**WHAT IS NEEDED:**
Nothing but the line with "I'm hoping we" and the lines after it should appear, each retyped exactly as in the listing.

━━━━━━━━━━━━━━━━━━━━

Issue #509, opened 2024-07-04
Remove OCaml emulator


Timmmm:
Can we remove the OCaml emulator? I think this would have significant benefits:

* Less confusing for new users - they no longer need to choose between two very similar but different emulators.
* We no longer have to implement emulator features twice.
* Contributors don't need to learn OCaml.
* Shorter CI time.
* When we use the binary release of the Sail compiler, this will mean we can entirely drop OCaml as a dependency, even in CI.

trdthg:
Discussions from the past: #138

martinberger:
Another problem with the Ocaml emu is 

- Very slow!

arichardson:
I've also found having to add the ocaml callbacks for every new features a bit annoying in the past (especially since I can't write ocaml and just copy-paste). So +1 from me.

jordancarlin:
Is this something that we're planning to proceed with? I can look into it if so.

Timmmm:
Yeah in the weekly meeting we basically agreed to do it and I said I would make a PR, but I've only ~30% completed it.

One thing we didn't discuss which is a unique OCaml backend feature is the thing where it can generate random instructions based on the `encdec` mapping, which I believe is used by TestRig. It doesn't depend on the emulator or OCaml callbacks but we might want to still keep the "generate OCaml code" Makefile targets which it presumably uses (I haven't checked yet).

PR #532, opened 2024-08-29
Install Sail from binary in CI

Timmmm:
This should be a lot faster. It also means the version is pinned properly which wasn't the case before.

I also recommended users to do the same in the README do they don't have to deal with OPAM.

### DIFF
--- a/.github/workflows/compile.yml
+++ b/.github/workflows/compile.yml
@@ -7,19 +7,19 @@ jobs:
     runs-on: ubuntu-22.04
     steps:
     - name: Install packages
-      run: sudo apt install -y opam zlib1g-dev pkg-config libgmp-dev z3 device-tree-compiler
+      run: sudo apt install -y --no-install-recommends zlib1g-dev pkg-config libgmp-dev curl
     - name: Check out repository code
       uses: actions/checkout@HEAD
       with:
         submodules: true
     - name: Ensure pre-commit checks pass
-      run: pip install pre-commit && pre-commit run --all-files --show-diff-on-failure --color=always
-    - name: Init opam
-      run: opam init --disable-sandboxing -y
-    - name: Install sail
-      run: opam install -y sail
+      run: python3 -m pip install pre-commit && pre-commit run --all-files --show-diff-on-failure --color=always
+    - name: Install sail from binary
+      run: |
+        sudo mkdir -p /usr/local
+        curl --location https://github.com/rems-project/sail/releases/download/0.18-linux-binary/sail.tar.gz | sudo tar xvz --directory=/usr/local --strip-components=1
     - name: Build and test simulators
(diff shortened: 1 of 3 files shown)


.github/workflows/compile.yml
```diff
@@ -7,19 +7,17 @@ jobs:
     runs-on: ubuntu-22.04
     steps:
     - name: Install packages
-      run: sudo apt install -y opam zlib1g-dev pkg-config libgmp-dev z3 device-tree-compiler
+      run: sudo apt install -y opam zlib1g-dev pkg-config libgmp-dev device-tree-compiler curl
```
jordancarlin, line 10: I think we should be able to get rid of opam now as well.

Timmmm: I think it's still needed to build the OCaml version of the emulator which hasn't been removed yet. Actually I may need to keep the `opam init`, but I'll see what happens.

jordancarlin: We might be able to just install OCaml directly in that case and avoid `opam init`.

Alasdair:
A trick I use in the Sail CI to speed it up is to cache the `~/.opam` directory: https://github.com/rems-project/sail/blob/sail2/.github/workflows/build.yml

Timmmm:
I'm hoping we can get away without OPAM as @jordancarlin suggested.

If this attempt doesn't work I'm writing a Dockerfile so I can try it locally! The edit-build-test cycle for Github CI is ridiculous.

jordancarlin:
> Well, the C side seemed to work, but the OCaml build fails because it can't find `ocamlfind`, and we use `-use-ocamlfind`.
> 
> Maybe I'll just finish #509 first.

That probably makes sense because otherwise it’s just unnecessary work that’ll be quickly obsolete.

.github/workflows/compile.yml
```diff
@@ -7,19 +7,19 @@ jobs:
     runs-on: ubuntu-22.04
     steps:
     - name: Install packages
-      run: sudo apt install -y opam zlib1g-dev pkg-config libgmp-dev z3 device-tree-compiler
+      run: sudo apt install -y --no-install-recommends zlib1g-dev pkg-config libgmp-dev device-tree-compiler curl
```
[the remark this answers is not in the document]
Timmmm: Done

jordancarlin (approved):
Looks great. Should make it much easier for new users to get going without needing to worry about OPAM. And seems like it speeds up CI by another few minutes too.

Timmmm:
I think this should be ready to go, the only thing I'm not sure about is the Coq stuff. It was last touched 4 years ago by @bacam - Brian do you remember this?

arichardson (approved):

Alasdair (approved):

━━━━━━━━━━━━━━━━━━━━

**RESULT FOR THIS TASK:**
I'm hoping we can get away without OPAM as @jordancarlin suggested.

If this attempt doesn't work I'm writing a Dockerfile so I can try it locally! The edit-build-test cycle for Github CI is ridiculous.

jordancarlin:
> Well, the C side seemed to work, but the OCaml build fails because it can't find `ocamlfind`, and we use `-use-ocamlfind`.
> 
> Maybe I'll just finish #509 first.

That probably makes sense because otherwise it’s just unnecessary work that’ll be quickly obsolete.

.github/workflows/compile.yml
```diff
@@ -7,19 +7,19 @@ jobs:
     runs-on: ubuntu-22.04
     steps:
     - name: Install packages
-      run: sudo apt install -y opam zlib1g-dev pkg-config libgmp-dev z3 device-tree-compiler
+      run: sudo apt install -y --no-install-recommends zlib1g-dev pkg-config libgmp-dev device-tree-compiler curl
```
[the remark this answers is not in the document]
Timmmm: Done

jordancarlin (approved):
Looks great. Should make it much easier for new users to get going without needing to worry about OPAM. And seems like it speeds up CI by another few minutes too.

Timmmm:
I think this should be ready to go, the only thing I'm not sure about is the Coq stuff. It was last touched 4 years ago by @bacam - Brian do you remember this?

arichardson (approved):

Alasdair (approved):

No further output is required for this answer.